Since we aren’t interested in most of the columns, let’s use a couple new functions to select just the variables we want.

  1. Use the select function to pick out just the columns with geoid, geoname, and the percentage and margin of error columns.

Past Data

  1. Now use the following webpage to get the same data from 2019, and import them as alone_2019 and transit_2019. Repeat the process of cleaning the names and parsing the numbers.
alone_2021 <- read_csv("GCT0802.csv", comment="TITLE:") %>% 
  clean_names() %>%
  mutate(
    commute_alone_pct = estimate,
    commute_alone_mg_error = -parse_number(mg_error)
  ) %>%
  select(geoid, geoname, commute_alone_pct, commute_alone_mg_error)
## Parsed with column specification:
## cols(
##   TBLID = col_character(),
##   GEOID = col_character(),
##   GEONAME = col_character(),
##   PROFLN = col_double(),
##   ESTIMATE = col_double(),
##   MG_ERROR = col_character()
## )
transit_2021 <- read_csv("GCT0804.csv", comment="TITLE:") %>% 
  clean_names() %>%
  mutate(
    commute_transit_pct = estimate,
    commute_transit_mg_error = -parse_number(mg_error) 
  ) %>%
  select(geoid, geoname, commute_transit_pct, commute_transit_mg_error)
## Parsed with column specification:
## cols(
##   TBLID = col_character(),
##   GEOID = col_character(),
##   GEONAME = col_character(),
##   PROFLN = col_double(),
##   ESTIMATE = col_double(),
##   MG_ERROR = col_character()
## )

Putting it all together

Finally, we want to get all this information together. The first lines of this code join all the information from each year together. The second set of lines gives two ways to put all this information into one data frame.

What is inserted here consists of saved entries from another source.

PR #100, opened 2026-06-02
chore: restore CI green — fix 22 mypy errors (check) + _FakeDocRepo for conn= (backend-pytest)

kwoo24-oss:
## Problem

`scripts/check.sh` runs `mypy app/ mcp_server/` as a CI gate, but it had been **red on 22 pre-existing errors** across 6 files — long-standing `Optional`-strictness debt, not introduced by any recent change. (Confirmed: the same 22 errors are present back through the pre-existing history; they predate the recent deadlock fix.)

## Fix

All 22 fixed **properly** — type guards and precise annotations, **no `# type: ignore` suppressions**:

| File | Fix |
|---|---|
| `repositories/document_repo.py` | Move the `like_escape` import from the class body to module top (`Unsupported class scoped import`). |
| `services/kg_service.py` | Fail-closed guard when a linkable URI has no identifier (`str\|None` → `str` for the advisory-lock + existence checks); skip identifier-less URIs in the batch name resolver. |
| `services/resource_integrity.py` | `ResourceHashRepairReport.errors` is a non-Optional `list[str]` (`field(default_factory=list)`); a `FileHashProjection` `TypedDict` gives `file_hash_projection` precise per-key types; rename the file branch's `projection` var so it isn't unified with the document branch's `dict[str, str\|None]`. |
| `api/routes/search.py`, `api/routes/knowledge.py` | Narrow `parsed.identifier` to `str` (400 on a missing identifier) before `drill_down` / returning. |
| `mcp_server/server.py` | Use a distinct name for the `str\|None` `args.get("vault")` so it doesn't clash with the `str` from `split_browse_uri`; drop the duplicate `response: dict` annotation (`no-redef`). |

No runtime behavior change for valid inputs — the new guards only affect malformed URIs (which previously would have failed later anyway).

## Verification

- **mypy**: `Success: no issues found in 117 source files` (run in a CI-equivalent clean env — mypy only, no project deps, matching `check.yml`).
- **ruff**: clean.
- `test_mcp_e2e` **76/76**; `test_graph_replace_e2e` unchanged vs `main` baseline (the lone failure is a pre-existing environmental one — no embedding/S3 locally).

### DIFF
--- a/.secrets.baseline
+++ b/.secrets.baseline
@@ -143,13 +143,22 @@
         "is_secret": false
       }
     ],
+    "backend/CHANGELOG.md": [
+      {
+        "type": "Basic Auth Credentials",
+        "filename": "backend/CHANGELOG.md",
+        "hashed_secret": "5315196a87449ee7110cd2cce3695bdcf505e55f",
+        "is_verified": false,
+        "line_number": 372
+      }
+    ],
     "backend/mcp_server/help.py": [
       {
         "type": "Secret Keyword",
         "filename": "backend/mcp_server/help.py",
         "hashed_secret": "e5e9fa1ba31ecd1ae84f75caaa474f3a663f05f4",
         "is_verified": false,
-        "line_number": 362,
+        "line_number": 363,
         "is_secret": false
       },
       {
@@ -157,7 +166,7 @@
         "filename": "backend/mcp_server/help.py",
         "hashed_secret": "90bd1b48e958257948487b90bee080ba5ed00caa",
         "is_verified": false,
-        "line_number": 1091,
+        "line_number": 1093,
         "is_secret": false
       }
     ],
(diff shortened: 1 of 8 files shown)


kwoo24-oss:
Added a second commit fixing **backend-pytest** too: the 0.4.1 pool-deadlock fix added a `conn=` kwarg to `doc_repo.update_hash` and a required `conn=` to `DocumentService._update_locked`, but `test_document_hash_contract_unit.py`'s `_FakeDocRepo` still used the old signatures (3 failures on main). Updated the fake + the direct `_update_locked` call.

Now both CI checks pass locally:
- **check** (mypy): `Success: no issues found in 117 source files`
- **backend-pytest**: `pytest tests/ -k 'not _e2e'` → 65 passed, 58 skipped (was 3 failed, 62 passed)

PR #183, opened 2026-06-10
fix(akb): literal-aware multi-statement guard for akb_sql

### LINKED ISSUE #180: akb_sql multi-statement guard rejects literal semicolons inside string literals
## Problem

`table_service.execute_sql` enforces its single-statement boundary with a literal-blind check (`backend/app/services/table_service.py:515-516`):

```python
sql_check = rewritten.rstrip(";").strip()
if ";" in sql_check:
    return err("Multi-statement SQL is not allowed. ...", code=MULTI_STATEMENT)
```

Any semicolon inside a quoted string literal trips the guard, so a single valid statement like

```sql
INSERT INTO source_github_issues (title) VALUES ('Fix bug; refactor')
```

is rejected as multi-statement. Callers that sync real-world text (issue titles, message bodies) cannot store a semicolon losslessly. The OSS downstream collector currently works around this by replacing `;` with a fullwidth `；` before writing, which silently corrupts source-origin content — a data-fidelity boundary AKB should own, not force downstream escaping for.

The irony is that the statement has already been through `rewrite_table_names`, which is fully literal-aware: `_SQL_TOKEN_RE` plus the dollar-quote scan in `backend/app/repositories/table_data_repo.py` correctly classify string literals, quoted identifiers, and comments. The guard just doesn't use it.

## Direction

Make the multi-statement check literal-aware by reusing the existing tokenizer: a `;` only counts as a statement separator when it appears outside string literals, quoted identifiers, comments, and dollar-quoted blocks. No new parsing machinery — the rewriter already walks the exact token classes needed.

## Next Step

- Add a small `count_statement_separators(sql)` (or equivalent) next to `rewrite_table_names`, sharing `_SQL_TOKEN_RE` and `_scan_dollar_quote`.
- Replace the `";" in sql_check` test in `execute_sql` with it; keep the same `MULTI_STATEMENT` error for genuine multi-statement input.
- Regression tests: literal `;` in a single statement passes; `SELECT 1; SELECT 2` still fails; `;` inside dollar-quotes/comments/quoted identifiers passes.

## Open Questions

- None blocking. Trailing-semicolon tolerance (`rstrip(";")`) can stay as-is.

imjhyuk-oss:
Closes #180.

## What Changed

`execute_sql`'s multi-statement boundary now classifies semicolons with the same scope-awareness as the table-name rewriter: a new `count_statement_separators()` in `table_data_repo` shares `_SQL_TOKEN_RE` and `_scan_dollar_quote`, so a `;` only counts as a separator outside string literals, quoted identifiers, comments, and dollar-quoted blocks. The guard in `table_service.execute_sql` replaces the literal-blind `";" in sql_check` membership test with it; the `MULTI_STATEMENT` error and trailing-semicolon tolerance are unchanged.

## Why

A single valid statement like `INSERT ... VALUES ('Fix bug; refactor')` was rejected as multi-statement, so callers syncing real-world text could not store a semicolon losslessly — the OSS akb-collector currently substitutes a fullwidth `；` before writing, which silently corrupts source-origin content. Statement-boundary classification is AKB's contract to own; the tokenizer that already understands these token classes was one import away.

## Not Included

No change to the allowed-statement keyword check or archived-vault gating. No relaxation for genuine multi-statement input — `SELECT 1; SELECT 2` still fails with the same error.

## Validation

- `cd backend && uv run pytest tests/test_sql_multi_statement_guard_unit.py tests/test_table_identifier_unit.py tests/test_table_name_length_unit.py` — 20 passed.
- Full non-e2e backend suite: 167 passed, 61 skipped (infra-gated skips unchanged).
- New tests cover: literal `;` in a single statement passes; `SELECT 1; SELECT 2` fails; `;` inside dollar quotes, line/block comments, and quoted identifiers passes; trailing semicolons tolerated.

### DIFF
--- a/backend/app/repositories/table_data_repo.py
+++ b/backend/app/repositories/table_data_repo.py
@@ -205,6 +205,42 @@ def _scan_dollar_quote(sql: str, start: int) -> int | None:
     return end + len(tag)
 
 
+def count_statement_separators(sql: str) -> int:
+    """Count the ``;`` characters in ``sql`` that act as statement
+    separators — i.e. appear OUTSIDE string literals, quoted
+    identifiers, comments, and dollar-quoted blocks.
+
+    Shares the tokenizer (``_SQL_TOKEN_RE`` + ``_scan_dollar_quote``)
+    with ``rewrite_table_names`` so the multi-statement guard in
+    ``table_service.execute_sql`` classifies semicolons with exactly
+    the same scope-awareness as the rewriter. The previous guard was a
+    literal-blind ``";" in sql`` membership test, which rejected single
+    statements like ``VALUES ('Fix bug; refactor')`` (issue #180).
+
+    Tolerance for trailing semicolons is the caller's policy: this
+    helper reports every separator it sees.
+    """
+    count = 0
+    pos = 0
+    n = len(sql)
+    while pos < n:
+        # Same walk order as `rewrite_table_names`: manual dollar-quote
+        # scan first, then the token regex.
+        end = _scan_dollar_quote(sql, pos)
+        if end is not None:
+            pos = end
+            continue
+        m = _SQL_TOKEN_RE.match(sql, pos)
+        if not m:
+            # Should not happen — `sym` catches any character. Safety net.
+            pos += 1
+            continue
+        if m.lastgroup == "sym" and m.group() == ";":
+            count += 1
+        pos = m.end()
+    return count
+
+
 def rewrite_table_names(sql: str, table_map: dict[str, str]) -> str:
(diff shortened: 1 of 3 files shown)


skt8776-oss:
LGTM.

There is still a narrow PostgreSQL syntax edge case around escape string literals, e.g. `SELECT E'a\\'; still inside; ok'`, where the lightweight tokenizer can misclassify semicolons. I do not think that should block this PR: the fix addresses the reported normal string-literal case without adding a database/parser dependency. If we later need full PostgreSQL literal coverage, we can handle it as a follow-up by extending the tokenizer or introducing a dedicated statement-boundary helper.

  1. What are the advantages or disadvantages of storing the information in this way? Do either adhere to the “tidy” data principles?
commute_2019 <- alone_2019 %>% 
  inner_join(transit_2019, by=c("geoid", "geoname")) %>% 
  mutate(year = "2019", .after=geoname)
commute_2021 <- alone_2021 %>% 
  inner_join(transit_2021, by=c("geoid", "geoname")) %>% 
  mutate(year = "2021", .after=geoname)

# Way 1
commute_1 <- commute_2021 %>% bind_rows(commute_2019)
# Way 2
commute_2 <- commute_2019 %>% 
  select(-year) %>% 
  left_join(
    commute_2021 %>% select(-year), 
    by=c("geoname"), 
    suffix = c("_2019", "_2020")
  ) %>%
  select(-contains("geoid"))

We’ll use this dataframe for our next activity, too. So go ahead and save it using the command write_csv(commute_1, "commute.csv").